Moneter Masih Longgar, Fiskal Sudah Mau Diketatkan Nih!

Pajak adalah salah satu sumber utama pendapatan negara yang kemudian digunakan untuk membiayai berbagai macam program pemerintah mulai dari yang sifatnya produktif seperti investasi untuk infrastruktur hingga konsumtif.
Peningkatan tarif pajak berarti pemerintah berupaya meningkatkan penerimaan. Semasa dunia dilanda pagebluk Covid-19, penerimaan pajak mengalami shortfall. Sementara itu pemerintah ditekan untuk menggenjot belanjanya.
Defisit anggaran langsung bengkak. Defisit anggaran di AS tahun lalu diperkirakan mencapai lebih dari 10% PDB. Untuk kasus Indonesia yang biasanya dijaga di bawah 3% PDB tembus 6% PDB. Tahun ini defisit fiskal ditargetkan masih di atas normal di angka 5,7% PDB.
Upaya pemerintah untuk meningkatkan penerimaan di tengah defisit yang besar juga tak lepas dari tingginya tingkat utang. Rasio utang pemerintah terhadap PDB AS tembus 108% tahun 2020. Di Indonesia rasionya tembus 38,5% PDB. Padahal setahun sebelumnya hanya di angka 30%.
Bagi negara-negara reserve currency seperti AS saja utang yang menggunung menjadi risiko bagi stabilitas dan pertumbuhan ekonomi jangka panjang. Apalagi bagi Indonesia yang masuk jajaran soft currency country.
Peningkatan utang pemerintah di dalam negeri yang terlalu besar melalui penerbitan obligasi hanya akan menyerap dana masyarakat secara berlebih dan memunculkan fenomena crowding out.
Meminjam keluar negeri dengan penerbitan global bond juga tak bisa sembarangan karena utang dalam denominasi asing cenderung sulit untuk dikontrol. Belum lagi penyakit kronis Indonesia yang selama ini tak tahan terhadap adanya capital outflow. Depresiasi rupiah hanya akan menambah beban untuk mencicil bunga.

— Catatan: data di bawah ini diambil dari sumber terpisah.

PR #1953, opened 2021-08-05
Better parameter tree testing

ntjess:
This will fail until #1952 is merged. Normally I would wait to submit, but if folks have time to review this while 1952 is evaluated I can make changes to both at the same time.

The current parameter tree example suffers from two main issues. Since more parameter types have been added, 1) Organization is somewhat confusing, and 2) not all options are being tested in the example suite. This PR does the following:

* Organizes parameter types -- all available parameter types are together and collapsed to make the tree more digestible.
* All options for all types are exposed for playing -- The user can edit any option and it will propagate to the widget under test.
* An assertion checks that all types are instantiated -- if more parameter types are added without an example for them, the assertion will fail.

Some considerations: Since the `examples` text box doesn't show the code for `makeAllParamTypes`, it is unclear how these base types are instantiated. However,

* The rest of the parameter tree clearly shows how to make parameters with options
* Each option in `makeAllParamTypes` directly corresponds to an option with the same name for that parameter, so the intuition for applying the example should still be applicable.


j9ac9k:
> Some considerations: Since the `examples` text box doesn't show the code for `makeAllParamTypes`, it is unclear how these base types are instantiated.

I think we can get away with putting a comment in the example file.

This diff LGTM, only thing I would suggest is addressing the issues the static code checker turned up (I know some of the issues are not new; if you recognize a good fix for those, feel free to implement, otherwise feel free to skip).

While not related to your PR I don't think, the `cfg` file, while useful, annoys me a bit that we're implementing our own file format, and not using some of the standards that python embeds a parser for such as [`ini` files](https://docs.python.org/3/library/configparser.html)

ntjess:
@j9ac9k I would agree with you regarding the config parsing. The only major drawbacks to ini are the lack of nested parsing and arbitrary evals (with global/local scopes), which the "home-baked" solution gives. Yaml or some more sophisticated format could handle both, but of course is not in the standard library.

I considered these things when writing the PR, but figured it would take a long time to overload ConfigParser for evals and nested statement parsing so I just... didn't :grimacing:

j9ac9k:
> @j9ac9k I would agree with you regarding the config parsing. The only major drawbacks to ini are the lack of nested parsing and arbitrary evals (with global/local scopes), which the "home-baked" solution gives. Yaml or some more sophisticated format could handle both, but of course is not in the standard library.
> 
> I considered these things when writing the PR, but figured it would take a long time to overload ConfigParser for evals and nested statement parsing so I just... didn't 😬

I mean, if we want nesting, would json be the end of the world?

ntjess:
> I mean, if we want nesting, would json be the end of the world?

json makes it much harder to understand what's going on (I experienced this with my larger config files). I also have no idea how to parse values with `eval` in json (which is arguably bad practice anyway, but for this application it works well).

Alternatively, I could make the config a `py` file that defines a python dict

j9ac9k:
> Alternatively, I could make the config a `py` file that defines a python dict

Considering I can't think of a reason to groan or complain about this option off the top of my head; this would probably be my preferred option. Other folks (@outofculture ?) should probably weigh in tho.

examples/_buildParamTypes.py
```diff
@@ -69,8 +64,8 @@ def makeAllParamTypes():
     # Also minor tweak to meta opts
     meta = params.child('Applies to All Types')
     infoChild = meta.child('Extra Information')
-    for ch in meta.children()[1:]:
-        ch.sigValueChanged.connect(lambda _param, _val: infoChild.setOpts(**{_param.name(): _val}))
+    for child in meta.children()[1:]:
+        child.sigValueChanged.connect(lambda _param, _val: infoChild.setOpts(**{_param.name(): _val}))
```
j9ac9k, line 68: @outofculture I know we've had trouble with signals being connected the lambda functions, I'm having a nagging memory that there was a 3rd factor that had to meet, like the lambda function had to reference `self`?  Or am I remembering wrong?

outofculture: Correct. Lambdas are fine so long as they don't reference `self`.

j9ac9k:
Hi @ntjess should have merged this some time ago, my apologies.  Merging now.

Di sisi lain pemerintah tak bisa terus menerus mengandalkan Bank Indonesia (BI) untuk ikut serta menambal defisit anggaran lewat skema buden sharing. Tak ada yang menyangkal kondisi sekarang ini memang sulit.
Para pengambil kebijakan dituntut kreatif untuk mencari formulasi yang tepat tanpa menumbalkan kepentingan jangka panjang. Namun apakah kebijakan peningkatan tarif pajak sudah tepat.

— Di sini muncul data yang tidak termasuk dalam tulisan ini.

PR #1954, opened 2021-08-05
Deprecate `values` opt for list parameter

ntjess:
List parameter accepts a `values` argument during initialization, but doesn't listen for this anywhere else (i.e. during an opt change, limit update, etc.). The clearest path forward I believe is to deprecate `values` and encourage `limits` moving forward, rather than to allow option aliasing.


pijyoi:
There are some more examples using "values": ```PlotSpeedTest.py```, ```ScatterPlotSpeedTest.py```, ```relativity.py```.

I used List parameter several years ago and I would be confident to say that I used "values" because the way I learnt how to use it was through ```examples/parametertree.py```.
So the question is whether this deprecation is necessary? In the sense that, does it help the library by deprecating it?

ntjess:
I thought I ran a search across the library, but it looks like I was accidentally scoped to the `pyqtgraph` folder -- will make the adjustments tomorrow.

I believe the deprecation is necessary because

  * To say `values` is synonymous with `limits` to me implies that you can `setOpts` with values similarly. However, there is no listener for this in the `list` code -- it only looks for the `values` key on init. Moreover, limits is an established paradigm through function/signal names also in other parameters, while `list` is the only one that uses `values` (again, only during initialization). Thus, either every parameter supporting limits should also support values, or the support for `values` should be reduced. I'm in favor of avoiding the alias creep.
  * `values` is visually similar to `value`, so personally I see a readability improvement by specifying `limits`.
  * No other parameter option supports aliasing (enabled, expanded, etc.), so it seems like a strange break in pattern to have it here and nowhere else. Thus, deprecating the alias helps future improvements to the library confirm to a consistent naming scheme.

If these sentiments aren't shared by others, I can submit a different PR to at least fix the `setOpts` bug

pijyoi:
May I suggest increasing the deprecation runway?
```python
  if 'values' in opts:
      warnings.warn('Using "values" to set limits is deprecated. Use "limits" instead.',
          DeprecationWarning, stacklevel=2)
      opts['limits'] = opts['values']
```
If there are only a couple of lines dealing with handling ```"values"```, there may not even be a need to set a removal deadline. See @NilsNemitz 's comment at https://github.com/pyqtgraph/pyqtgraph/pull/1944#issuecomment-891534490. i.e. stop advertising undesired features but no need to remove them outright.

ntjess:
That makes a lot of sense to me. I've removed the timeline specification, thanks.

pijyoi:
Would it be a bug in the (original) examples/parametertree.py that ```'value'``` is set to a value not within ```'limits'```?
```python
 {'name': 'Named List', 'type': 'list', 'limits': {"one": 1, "two": "twosies", "three": [3,3,3]}, 'value': 2},
```

ntjess:
Less of a 'bug' and more 'undocumented'. A code path checks for values that aren't in limits. When this is the case, the first limit is selected. Note that #1953 changes the logic to use `pg.eq` in the event values are numpy-like.

https://github.com/pyqtgraph/pyqtgraph/blob/f16125c3785cde231a73e923c46412be289f67a5/pyqtgraph/parametertree/parameterTypes/list.py#L36-L37

j9ac9k:
Thanks for the PR @ntjess and thanks for the feedback to it @pijyoi Sorry this took me so long to merge, doing so now.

Sebelum menyimpulkan ke arah sana balik lagi harus kembali fokus saat ini itu apa? Apabila fokusnya adalah pemulihan ekonomi, peningkatan tarif PPN tentu saja punya konsekuensi negatif jika dilakukan saat perekonomian belum benar-benar pulih. Apalagi daya beli masyarakat juga masih terganggu yang tercermin dari tingkat inflasi inti yang terus melambat.
Lucunya lagi adalah di saat pajak yang dikenakan masyarakat atas berbagai bentuk transaksi ditingkatkan, pemerintah juga mewacanakan adanya kebijakan pengampunan pajak. Jelas ini menimbulkan pertanyaan banyak pihak. Sebenarnya keberpihakan pemerintah itu di mana?
Kalau di AS jelas, para crazy rich ditarget untuk membayar pajak lebih tinggi. Kalau di Indonesia malah cenderung sebaliknya. Kalau dilihat ekonomi Indonesia belum bisa kembali tumbuh seperti sebelum Covid-19, rasanya kebijakan peningkatan pajak PPN di 2022 masih terlalu dini dan bisa menjadi kontraproduktif untuk menggenjot perekonomian.